На дороге теснились дилижансы и двуколки, нагруженные сундуками. Целые семьи неотрывно смотрели в даль. Детей кутали в замызганные клочья одеял. Скрипели дышла. Коляски раскачивались в колеях. Лошади, похоже, обречены на бойню. Их пригибал к земле непосильный труд – держаться дороги.

Сестры Дженнингс галопом помчались к западу, затем к югу. Так, пояснила Шарлотта, покрасивее, да и потише. Дорога блуждала и юлила. И по-прежнему вокруг были семьи, и все направлялись на юг, сбегались ручейками.

Тщетно они расспрашивали, не видал ли кто молодую служанку Чем ближе к морю, тем гуще на дороге толпа отъезжающих. Под изгородями торговцы устроили лотки. Семьи распродавали последние пожитки. Пробираясь в толпе, Дагласс и сестры придерживали лошадей. На продажу все что угодно. Скрипки, чернильницы, горшки, шляпы, рубахи. На кустах развешены картины. На деревьях болтаются шторы. Куски ткани с полумесяцами – кричащие цвета от времени поблекли. Прелестное шелковое платье, расшитое тонкой золотой тесьмой, грустно повисло на сиденье двуколки.

Они продирались сквозь толпу, к утесам над гаванью.

Появился какой-то человек. На плечах нес два щита, связанные бечевками. На щитах – расценки на проезд до Бостона, Нью-Йорка, Ньюфаундленда. Человек певуче выкрикивал цены. Ребятня цапала его за карманы. Человек отмахивался.

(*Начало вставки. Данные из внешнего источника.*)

PR #337, opened 2022-02-13
Problem: miss the exact crc20 token contract deployed

CeruleanAtMonaco:
Solution: add the exact crc20 token contract to match the commit, functionally the same as ModuleCRC20, just the name is set when initiating the instance.


yihuang:
how about change `ModuleCRC20` directly to add the name parameter, that way we only have one contract to maintain.

thomas-nguy:
should we add more comment in the contract to define its purpose?

may also consider opening a specific github repo or a folder for CRC standard and move all the documentation there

Толпа так сгустилась, что пришлось спешиться и вести лошадей в поводу.

В толпе бродил молодой священник, искал болезных. Соборовать. На ходу перебирал четки. Глянул на Дагласса. Они в жизни не встречались, но на краткий миг обоим померещилось, будто они узнали друг друга, и оба остановились, открыли было рты, но ни звука не раздалось, и слова их не связали.